What you return should be every record, retyped without a single change.

╭──

PR #2605, opened 2018-04-09
add warning for moniker range

daxianji007:


vwxyzh:
@daxianji007 question, what about following content:
```md
::: moniker ....
some text
```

╰──

### Response for this exercise
PR #2605, opened 2018-04-09
add warning for moniker range

daxianji007:


vwxyzh:
@daxianji007 question, what about following content:
```md
::: moniker ....
some text
```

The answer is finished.